Николай Афанасьевич всю оставшуюся и ещё очень долгую жизнь жил во флигеле московского дома Гончаровых затворником и в полном небрежении. Дымили печи, проваливались сгнившие от сырости полы, слуга приносил котлетку и кусок пирога с барского стола, благо через двор недалеко сбегать. А когда Натальи Ивановны в Москве не было, варил похлёбку и всё оглаживал по плечу своего выросшего и попавшего в беду барчука, утешая.
Утешить было трудно: Николай Афанасьевич осознавал своё положение. Припадки бешеного гнева сменялись долгими месяцами тихой меланхолии...
Так сложилась, вернее, так не сложилась молодая жизнь. А старик Гончаров между тем благополучно, беззаботно и весело прожил ещё двадцать лет. Он менял любовниц, тратил на свои прихоти невероятные деньги; выдавал замуж, и с большим приданым, своих крепостных наложниц; скупился до изумления, когда дело шло не о нарядах, просто о приличном, не просвечивающем от долгой носки платье для внуков и внучек; млел от ветреного обаяния молодых столичных актрис; водил за нос Пушкина, обещая ему выплатить долги за приданое; обременял его же просьбами похлопотать перед Канкриным (министром финансов)[129]
или ещё лучше перед государем об единовременном пособии для поправления дел Завода...Он был и бывал всяким. Но, возможно, главными чертами его до самой старости остались безудержность и властность. Властность не деловая, а капризная. Безудержность же чисто детская, как будто он не мог, не хотел и не пытался даже представить, куда заведёт семью. Когда в 1832 году старик умер, долгу на майорате было полтора миллиона.

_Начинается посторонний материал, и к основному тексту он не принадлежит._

PR #362, opened 2021-02-25
Add support for SQL Server working copy

olsen232:
## Description

A working implementation of a SQL server working copy.
Tests are passing - checkouts, diffs, and commits are working.

TODO:
Documentation is not yet updated.
Dependencies are not yet updated - so, this works for me locally, and all new sqlserver tests are passing, but this won't work for anyone else because they don't have the appropriate SQL server driver etc. I installed these manually to my local Sno environment. However, this won't be immediately obvious in github actions, since all of the relevant tests will be skipped anyway since no SQL server database is configured.

### DIFF
--- a/sno/geometry.py
+++ b/sno/geometry.py
@@ -57,6 +57,11 @@ class Geometry(bytes):
         crs_id_bytes = struct.pack("<i", crs_id)
         return Geometry.of(self[:4] + crs_id_bytes + self[8:])
 
+    @property
+    def crs_id(self):
+        wkb_offset, is_le, crs_id = parse_gpkg_geom(self)
+        return crs_id
+
     @classmethod
     def from_wkt(cls, wkt):
         return wkt_to_gpkg_geom(wkt)
@@ -290,12 +295,18 @@ def gpkg_geom_to_ogr(gpkg_geom, parse_crs=False):
     return geom
 
 
-def wkt_to_gpkg_geom(wkb, **kwargs):
-    ogr_geom = ogr.CreateGeometryFromWkt(wkb)
+def wkt_to_gpkg_geom(wkt, **kwargs):
+    if wkt is None:
+        return None
+
+    ogr_geom = ogr.CreateGeometryFromWkt(wkt)
     return ogr_to_gpkg_geom(ogr_geom, **kwargs)
 
 
 def wkb_to_gpkg_geom(wkb, **kwargs):
+    if wkb is None:
+        return None
+
     ogr_geom = ogr.CreateGeometryFromWkb(wkb)
     return ogr_to_gpkg_geom(ogr_geom, **kwargs)
 
--- a/sno/geometry.py
+++ b/sno/geometry.py
@@ -59,6 +59,11 @@ class Geometry(bytes):
 
     @property
     def crs_id(self):
+        """
+        Returns the CRS ID as it is embedded in the GPKG header - before the WKB.
+        Note that datasets V2 zeroes this field before committing,
+        so will return zero when called on Geometry where it has been zeroed.
+        """
         wkb_offset, is_le, crs_id = parse_gpkg_geom(self)
         return crs_id
 
@@ -296,6 +301,7 @@ def gpkg_geom_to_ogr(gpkg_geom, parse_crs=False):
 
 
 def wkt_to_gpkg_geom(wkt, **kwargs):
+    """Given a well-known-text string, returns a GPKG Geometry object."""
     if wkt is None:
         return None
 
@@ -304,6 +310,7 @@ def wkt_to_gpkg_geom(wkt, **kwargs):
 
 
 def wkb_to_gpkg_geom(wkb, **kwargs):
+    """Given a well-known-binary bytestring, returns a GPKG Geometry object."""
     if wkb is None:
         return None
 
@@ -312,6 +319,7 @@ def wkb_to_gpkg_geom(wkb, **kwargs):
 
 
 def hex_wkb_to_gpkg_geom(hex_wkb, **kwargs):
+    """Given a hex-encoded well-known-binary bytestring, returns a GPKG Geometry object."""
     if hex_wkb is None:
         return None
 
--- a/sno/sqlalchemy.py
+++ b/sno/sqlalchemy.py
@@ -1,3 +1,8 @@
+import re
+import socket
+from urllib.parse import urlsplit, urlunsplit
+
+
 import sqlalchemy
 from pysqlite3 import dbapi2 as sqlite
 import psycopg2
@@ -95,7 +100,51 @@ def postgis_engine(pgurl):
             geometry_type = new_type((r[0],), "GEOMETRY", _adapt_geometry_from_pg)
             register_type(geometry_type, psycopg2_conn)
 
+    pgurl = _append_query_to_url(pgurl, {"fallback_application_name": "sno"})
+
     engine = sqlalchemy.create_engine(pgurl, module=psycopg2)
     sqlalchemy.event.listen(engine, "connect", _on_connect)
 
     return engine
+
+
+CANONICAL_SQL_SERVER_SCHEME = "mssql"
+INTERNAL_SQL_SERVER_SCHEME = "mssql+pyodbc"
+SQL_SERVER_DRIVER_LIB = "ODBC+Driver+17+for+SQL+Server"
+
+
+def sqlserver_engine(msurl):
+    url = urlsplit(msurl)
+    if url.scheme != CANONICAL_SQL_SERVER_SCHEME:
+        raise ValueError("Expecting mssql://")
+
+    # SQL server driver is fussy - doesn't like localhost, prefers 127.0.0.1
+    url_netloc = re.sub(r"\blocalhost\b", _replace_with_localhost, url.netloc)
+
+    url_query = _append_to_query(
+        url.query, {"driver": SQL_SERVER_DRIVER_LIB, "Application+Name": "sno"}
+    )
+
+    msurl = urlunsplit(
+        [INTERNAL_SQL_SERVER_SCHEME, url_netloc, url.path, url_query, ""]
+    )
+
+    engine = sqlalchemy.create_engine(msurl)
+    return engine
+
+
+def _replace_with_localhost(*args, **kwargs):
+    return socket.gethostbyname("localhost")
+
+
+def _append_query_to_url(uri, query_dict):
+    url = urlsplit(uri)
+    url_query = _append_to_query(url.query, query_dict)
+    return urlunsplit([url.scheme, url.netloc, url.path, url_query, ""])
+
+
+def _append_to_query(url_query, query_dict):
+    for key, value in query_dict.items():
+        if key not in url_query:
+            url_query = "&".join(filter(None, [url_query, f"{key}={value}"]))
+    return url_query
--- a/sno/sqlalchemy.py
+++ b/sno/sqlalchemy.py
@@ -1,6 +1,6 @@
 import re
 import socket
-from urllib.parse import urlsplit, urlunsplit
+from urllib.parse import urlsplit, urlunsplit, urlencode, parse_qs
 
 
 import sqlalchemy
@@ -11,6 +11,7 @@ from psycopg2.extensions import Binary, new_type, register_adapter, register_typ
 
 from sno import spatialite_path
 from sno.geometry import Geometry
+from sno.exceptions import NotFound
 
 
 def gpkg_engine(path):
@@ -110,7 +111,6 @@ def postgis_engine(pgurl):
 
 CANONICAL_SQL_SERVER_SCHEME = "mssql"
 INTERNAL_SQL_SERVER_SCHEME = "mssql+pyodbc"
-SQL_SERVER_DRIVER_LIB = "ODBC+Driver+17+for+SQL+Server"
 
 
 def sqlserver_engine(msurl):
@@ -122,7 +122,7 @@ def sqlserver_engine(msurl):
     url_netloc = re.sub(r"\blocalhost\b", _replace_with_localhost, url.netloc)
 
     url_query = _append_to_query(
-        url.query, {"driver": SQL_SERVER_DRIVER_LIB, "Application+Name": "sno"}
+        url.query, {"driver": get_sqlserver_driver(), "Application Name": "sno"}
     )
 
     msurl = urlunsplit(
@@ -133,18 +133,30 @@ def sqlserver_engine(msurl):
     return engine
 
 
+def get_sqlserver_driver():
+    import pyodbc
+
+    drivers = [
+        d for d in pyodbc.drivers() if re.search("SQL Server", d, flags=re.IGNORECASE)
+    ]
+    if not drivers:
+        drivers = pyodbc.drivers()
+    if not drivers:
+        raise NotFound("SQL Server driver was not found")
+    return sorted(drivers)[-1]  # Latest driver
+
+
 def _replace_with_localhost(*args, **kwargs):
     return socket.gethostbyname("localhost")
 
 
-def _append_query_to_url(uri, query_dict):
+def _append_query_to_url(uri, new_query_dict):
     url = urlsplit(uri)
-    url_query = _append_to_query(url.query, query_dict)
+    url_query = _append_to_query(url.query, new_query_dict)
     return urlunsplit([url.scheme, url.netloc, url.path, url_query, ""])
 
 
-def _append_to_query(url_query, query_dict):
-    for key, value in query_dict.items():
-        if key not in url_query:
-            url_query = "&".join(filter(None, [url_query, f"{key}={value}"]))
-    return url_query
+def _append_to_query(existing_query, new_query_dict):
+    query_dict = parse_qs(existing_query)
+    # ignore new keys if they're already set in the querystring
+    return urlencode({**new_query_dict, **query_dict})
--- a/sno/working_copy/base.py
+++ b/sno/working_copy/base.py
@@ -9,8 +9,6 @@ from enum import Enum, auto
 import click
 import pygit2
 import sqlalchemy
-from sqlalchemy.dialects.postgresql import insert as postgresql_insert
-
 
 from sno.base_dataset import BaseDataset
 from sno.diff_structs import RepoDiff, DatasetDiff, DeltaDiff, Delta
@@ -39,6 +37,8 @@ class WorkingCopyType(Enum):
         path = str(path)
         if path.startswith("postgresql:"):
             return WorkingCopyType.POSTGIS
+        elif path.startswith("mssql:"):
+            return WorkingCopyType.SQL_SERVER
         elif path.lower().endswith(".gpkg"):
             return WorkingCopyType.GPKG
         elif allow_invalid:
@@ -61,6 +61,10 @@ class WorkingCopyType(Enum):
             from .postgis import WorkingCopy_Postgis
 
             return WorkingCopy_Postgis
+        elif self is WorkingCopyType.SQL_SERVER:
+            from .sqlserver import WorkingCopy_SqlServer
+
+            return WorkingCopy_SqlServer
         raise RuntimeError("Invalid WorkingCopyType")
 
 
@@ -149,32 +153,36 @@ class WorkingCopy:
         )
         return self.preparer.format_table(sqlalchemy_table)
 
+    def _table_def_for_column_schema(self, col, dataset):
+        # This is just used for selects/inserts/updates - we don't need the full type information.
+        # We only need type information if some automatic conversion needs to happen on read or write.
+        # TODO: return the full type information so we can also use it for CREATE TABLE.
+        return sqlalchemy.column(col.name)
+
     @functools.lru_cache()
-    def table_def_for_dataset(self, dataset):
+    def _table_def_for_dataset(self, dataset, schema=None):
         """
         A minimal table definition for a dataset.
         Specifies table and column names only - the minimum required such that an insert() or update() will work.
         """
+        schema = schema or dataset.schema
         return sqlalchemy.table(
             dataset.table_name,
-            *[sqlalchemy.column(c.name) for c in dataset.schema.columns],
+            *[self._table_def_for_column_schema(c, dataset) for c in schema],
             schema=self.db_schema,
         )
 
-    def insert_into_dataset(self, dataset):
+    def _insert_into_dataset(self, dataset):
         """Returns a SQL command for inserting features into the table for that dataset."""
-        return self.table_def_for_dataset(dataset).insert()
+        return self._table_def_for_dataset(dataset).insert()
 
-    def insert_or_replace_into_dataset(self, dataset):
+    def _insert_or_replace_into_dataset(self, dataset):
         """
         Returns a SQL command for inserting/replacing features that may or may not already exist in the table
         for that dataset.
         """
-        # Even though this uses the postgresql_insert sqlalchemy feature, it results in generic SQL.
-        pk_col_names = [c.name for c in dataset.schema.pk_columns]
-        stmt = postgresql_insert(self.table_def_for_dataset(dataset))
-        update_dict = {c.name: c for c in stmt.excluded if c.name not in pk_col_names}
-        return stmt.on_conflict_do_update(index_elements=pk_col_names, set_=update_dict)
+        # Its not possible to do this in a DB agnostic way.
+        raise NotImplementedError()
 
     @classmethod
     def get(cls, repo, *, allow_uncreated=False, allow_invalid_state=False):
@@ -342,17 +350,16 @@ class WorkingCopy:
         """
         raise NotImplementedError()
 
-    def get_db_tree(self, table_name="*"):
+    def get_db_tree(self):
         """Returns the hex tree ID from the state table."""
         with self.session() as sess:
             return sess.scalar(
-                f"""SELECT value FROM {self.SNO_STATE} WHERE table_name=:table_name AND key='tree';""",
-                {"table_name": table_name},
+                f"""SELECT value FROM {self.SNO_STATE} WHERE "table_name"='*' AND "key"='tree';""",
             )
 
-    def assert_db_tree_match(self, tree, *, table_name="*"):
+    def assert_db_tree_match(self, tree):
         """Raises a Mismatch if sno_state refers to a different tree and not the given tree."""
-        wc_tree_id = self.get_db_tree(table_name)
+        wc_tree_id = self.get_db_tree()
         expected_tree_id = tree.id.hex if isinstance(tree, pygit2.Tree) else tree
 
         if wc_tree_id != expected_tree_id:
@@ -499,17 +506,12 @@ class WorkingCopy:
             feature_diff = DeltaDiff()
             insert_count = delete_count = 0
 
-            geom_col = dataset.geom_column_name
-
             for row in r:
                 track_pk = row[0]  # This is always a str
                 db_obj = {k: row[k] for k in row.keys() if k != ".__track_pk"}
 
                 if db_obj[pk_field] is None:
                     db_obj = None
-
-                if db_obj is not None and geom_col is not None:
-                    db_obj[geom_col] = self._db_geom_to_gpkg_geom(db_obj[geom_col])
 
                 try:
                     repo_obj = dataset.get_feature(track_pk)
@@ -560,29 +562,32 @@ class WorkingCopy:
         else:
             schema = dataset.schema
 
-        table_identifier = self.table_identifier(dataset)
-        pk_column = self.quote(schema.pk_columns[0].name)
-        col_names = ",".join(
-            [f"{table_identifier}.{self.quote(col.name)}" for col in schema]
+        sno_track = self.sno_tables.sno_track
+        table = self._table_def_for_dataset(dataset, schema=schema)
+
+        cols_to_select = [sno_track.c.pk.label(".__track_pk"), *table.columns]
+        pk_column = table.columns[schema.pk_columns[0].name]
+        tracking_col_type = sno_track.c.pk.type
+
+        base_query = sqlalchemy.select(columns=cols_to_select).select_from(
+            sno_track.outerjoin(
+                table,
+                sno_track.c.pk == sqlalchemy.cast(pk_column, tracking_col_type),
+            )
         )
 
-        sql = f"""
-            SELECT
-                {self.SNO_TRACK}.pk AS ".__track_pk",
-                {col_names}
-            FROM {self.SNO_TRACK} LEFT OUTER JOIN {table_identifier}
-            ON ({self.SNO_TRACK}.pk = CAST({table_identifier}.{pk_column} AS TEXT))
-            WHERE ({self.SNO_TRACK}.table_name = :table_name)
-        """
-
         if feature_filter is UNFILTERED:
-            return sess.execute(sql, {"table_name": dataset.table_name})
+            query = base_query.where(sno_track.c.table_name == dataset.table_name)
         else:
             pks = list(feature_filter)
-            sql += f" AND {self.SNO_TRACK}.pk IN :pks"
-            t = sqlalchemy.text(sql)
-            t = t.bindparams(sqlalchemy.bindparam("pks", expanding=True))
-            return sess.execute(t, {"table_name": dataset.table_name, "pks": pks})
+            query = base_query.where(
+                sqlalchemy.and_(
+                    sno_track.c.table_name == dataset.table_name,
+                    sno_track.c.pk.in_(pks),
+                )
+            )
+
+        return sess.execute(query)
 
     def reset_tracking_table(self, reset_filter=UNFILTERED):
         """Delete the rows from the tracking table that match the given filter."""
@@ -611,10 +616,6 @@ class WorkingCopy:
                 )
                 t = t.bindparams(sqlalchemy.bindparam("pks", expanding=True))
                 sess.execute(t, {"table_name": table_name, "pks": pks})
-
-    def _db_geom_to_gpkg_geom(self, g):
-        """Convert a geometry as returned by the database to a sno geometry.Geometry object."""
-        raise NotImplementedError()
 
     def can_find_renames(self, meta_diff):
         """Can we find a renamed (aka moved) feature? There's no point looking for renames if the schema has changed."""
@@ -665,10 +666,10 @@ class WorkingCopy:
         tree_id = tree.id.hex if isinstance(tree, pygit2.Tree) else tree
         L.info(f"Tree sha: {tree_id}")
         with self.session() as sess:
-            changes = self._update_state_table_tree_impl(sess, tree_id)
+            changes = self._insert_or_replace_state_table_tree(sess, tree_id)
         assert changes == 1, f"{self.SNO_STATE} update: expected 1Δ, got {changes}"
 
-    def _update_state_table_tree_impl(self, sess, tree_id):
+    def _insert_or_replace_state_table_tree(self, sess, tree_id):
         """
         Write the given tree ID to the state table.
 
@@ -676,7 +677,10 @@ class WorkingCopy:
         tree_id - str, the hex SHA of the tree at HEAD.
         """
         r = sess.execute(
-            f"UPDATE {self.SNO_STATE} SET value=:value WHERE table_name='*' AND key='tree';",
+            f"""
+            INSERT INTO {self.SNO_STATE} ("table_name", "key", "value") VALUES ('*', 'tree', :value)
+            ON CONFLICT ("table_name", "key") DO UPDATE SET value=EXCLUDED.value;
+            """,
             {"value": tree_id},
         )
         return r.rowcount
@@ -701,7 +705,7 @@ class WorkingCopy:
                     self._create_spatial_index(sess, dataset)
 
                 L.info("Creating features...")
-                sql = self.insert_into_dataset(dataset)
+                sql = self._insert_into_dataset(dataset)
                 feat_progress = 0
                 t0 = time.monotonic()
                 t0p = t0
@@ -738,12 +742,8 @@ class WorkingCopy:
                 self._create_triggers(sess, dataset)
                 self._update_last_write_time(sess, dataset, commit)
 
-            sess.execute(
-                f"""
-                INSERT INTO {self.SNO_STATE} (table_name, key, value) VALUES ('*', 'tree', :value)
-                ON CONFLICT (table_name, key) DO UPDATE SET value=EXCLUDED.value;
-                """,
-                {"value": commit.peel(pygit2.Tree).hex},
+            self._insert_or_replace_state_table_tree(
+                sess, commit.peel(pygit2.Tree).id.hex
             )
 
     def _create_table_for_dataset(self, sess, dataset):
@@ -776,15 +776,15 @@ class WorkingCopy:
         if not pk_list:
             return 0
 
-        sql = self.insert_or_replace_into_dataset(dataset)
+        sql = self._insert_or_replace_into_dataset(dataset)
         feat_count = 0
         CHUNK_SIZE = 10000
         for row_dicts in self._chunk(
             dataset.get_features_with_crs_ids(pk_list, ignore_missing=ignore_missing),
             CHUNK_SIZE,
         ):
-            r = sess.execute(sql, row_dicts)
-            feat_count += r.rowcount
+            sess.execute(sql, row_dicts)
+            feat_count += len(row_dicts)
 
         return feat_count
 
@@ -953,7 +953,7 @@ class WorkingCopy:
 
             if not track_changes_as_dirty:
                 # update the tree id
-                self._update_state_table_tree_impl(sess, target_tree_id)
+                self._insert_or_replace_state_table_tree(sess, target_tree_id)
 
     def _filter_by_paths(self, datasets, paths):
         """Filters the datasets so that only those matching the paths are returned."""
--- a/sno/working_copy/base.py
+++ b/sno/working_copy/base.py
@@ -1,14 +1,13 @@
+from enum import Enum, auto
 import contextlib
 import functools
 import itertools
 import logging
 import time
-from enum import Enum, auto
-
 
 import click
 import pygit2
-import sqlalchemy
+import sqlalchemy as sa
 
 from sno.base_dataset import BaseDataset
 from sno.diff_structs import RepoDiff, DatasetDiff, DeltaDiff, Delta
@@ -48,7 +47,8 @@ class WorkingCopyType(Enum):
                 f"Unrecognised working copy type: {path}\n"
                 "Try one of:\n"
                 "  PATH.gpkg\n"
-                "  postgresql://[HOST]/DBNAME/SCHEMA\n"
+                "  postgresql://[HOST]/DBNAME/DBSCHEMA\n"
+                "  mssql://[HOST]/DBNAME/DBSCHEMA"
             )
 
     @property
@@ -103,12 +103,9 @@ class WorkingCopy:
     SNO_WORKINGCOPY_PATH = "sno.workingcopy.path"
 
     @property
-    @functools.lru_cache(maxsize=1)
-    def DB_SCHEMA(self):
-        """Escaped, dialect-specific name of the database-schema owned by this working copy (if any)."""
-        if self.db_schema is None:
-            raise RuntimeError("No schema to escape.")
-        return self.preparer.format_schema(self.db_schema)
+    def WORKING_COPY_TYPE_NAME(self):
+        """Human readable name of this type of working copy, eg "PostGIS"."""
+        raise NotImplementedError()
 
     @property
     @functools.lru_cache(maxsize=1)
@@ -147,9 +144,7 @@ class WorkingCopy:
             else dataset_or_table
         )
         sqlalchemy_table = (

Полотняный Завод казался не имением — государством, заросшим мокрой летней травой почти по пояс, дубовыми лесами, берёзовыми рощами. В этом государстве были свои реки и озера, свои дороги и заставы, своя промышленность, свои обычаи и преданья.
Дед жил в красном доме, большом и нарядном, стоявшем в некотором отдалении от громады запущенного «комода». Дед Пушкину был любопытен, но неприятен.
— Ну, сударь мой, ну, государь-разбойник, — сказал он неожиданно по-русски и нараспев. — Последнюю радость отбирать приехали, да ещё о приданом говорить затеяли? Как можно? Не верите? Слову, слышал я, не верите? А многие тысячи через эти руки прошли...
Афанасий Николаевич был ещё не очень стар, но голова его подёргивалась, а руки, когда он раскрыл перед Пушкиным пустые ладони, были будто неживые, в известковых трещинах, отёчные. Горсть не держалась, и получилось смешно, вроде бы нечаянно для себя старик продемонстрировал, как именно прошли многие тысячи и канули в песок. Вернее всего, в этот же, красный, каким были посыпаны дорожки огромного парка.
Что-то шаткое, неверное заключалось в самом старике, в огромном полупустом доме, по стенам которого ползла кислая, яркая от летних дождей плесень. В парке стояли статуи, у одной вода вымыла яму под цоколем, она покосилась, у другой отбили нос и время изъело мраморный лоб наподобие живого, человеческого. Отчего Диана напоминала отнюдь не о красоте — о смерти. Пальцы ног, схваченные ремёнными сандалиями, также были отбиты.
Ни в запустении парка, ни в итальянских статуях, однако, не заключалось обаяния древности. Тут был разор, не более того. Семья и всё семейное разваливалось приметно и почти скандально...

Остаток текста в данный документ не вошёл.